As we know from the above, our data is stored on the datanode (and backed up).
If a datanode is disconnected, how does HDFS know?
When datanode is started, it will go to namenode to register, and they will maintainheartbeat, if the heartbeat of the datanode is not received when the time threshold is exceeded, HDFS considers the datanode to be hung.
There is another problem: if we save the block to the datanode, it is still possible for the disk of the datanodeDamaged part, and our datanode is not offline, but we do not know it is damaged.

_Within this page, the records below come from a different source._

PR #468, opened 2020-10-19
mavutil: Allow for custom mapping of vehicle modes

sypaq-nexton:
We're doing some experimentation on vehicle types and vehicle modes. However, the hard-coded map of vehicle type to mode name makes this difficult, as it prevents us from easily using MAVProxy for testing.

This PR allows the user to create a `ap_custom_mode_map.py` file that contains a custom mode mapping and have it loaded when `pymavlink` is initialised.

### DIFF
--- a/mavutil.py
+++ b/mavutil.py
@@ -2009,19 +2009,28 @@ AP_MAV_TYPE_MODE_MAP_DEFAULT = {
 
 
 try:
-    # Allow for using custom mode maps by importing a dict named
-    # AP_MAV_TYPE_MODE_MAP_CUSTOM from "~/.pymavlink/ap_custom_mode_map.py"
-    # and using it to extend the hard-coded AP_MAV_TYPE_MODE_MAP_DEFAULT dict.
-    import sys
+    # Allow for using custom mode maps by importing a JSON dict from
+    # "~/.pymavlink/custom_mode_map.json" and using it to extend the hard-coded
+    # AP_MAV_TYPE_MODE_MAP_DEFAULT dict.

In addition to the data itself, a block also stores a metadata (including the length of the data block, the check sum of the block data, and the time stamp). Datanode will stillregularReport all the current block information to namenode throughThe metadata can verify whether the current block is in normal state。
In fact, when you study HDFS, you will find that many ideas are similar to those you have learned before. For example, Kafka and elastic search are commonly used distributed components.
If you do not know Kafka, Elasticsearch, Zookeeper, Redis, etc., you can find the corresponding articles in my GitHub or official account. I think it is fairly easy to understand.
Another day, I will integrate the persistence features of these frameworks and write another one (because it can be found that their persistence mechanisms are very similar)
If there is no accident in the next article, MapReduce will be written,Thank you for seeing this。
- HDFS comics
- Learning big data from scratch – Li Zhizhi
If you want toreal timePay close attention to my updated articles and the dry cargo I share, so I can pay attention to my official account.Java3y」。
- 🔥Java beautiful brain map
- 🔥Java learning path
- 🔥Develop common tools
Reply under official account number “888You can get it!!
This has been included in my GitHub selected articles. Welcome to star：https://github.com/ZhongFuCheng3y/3y
Ask for praise Seeking attention Seeking to share A kind of Asking for messages A kind ofFor me, reallyVery useful！！！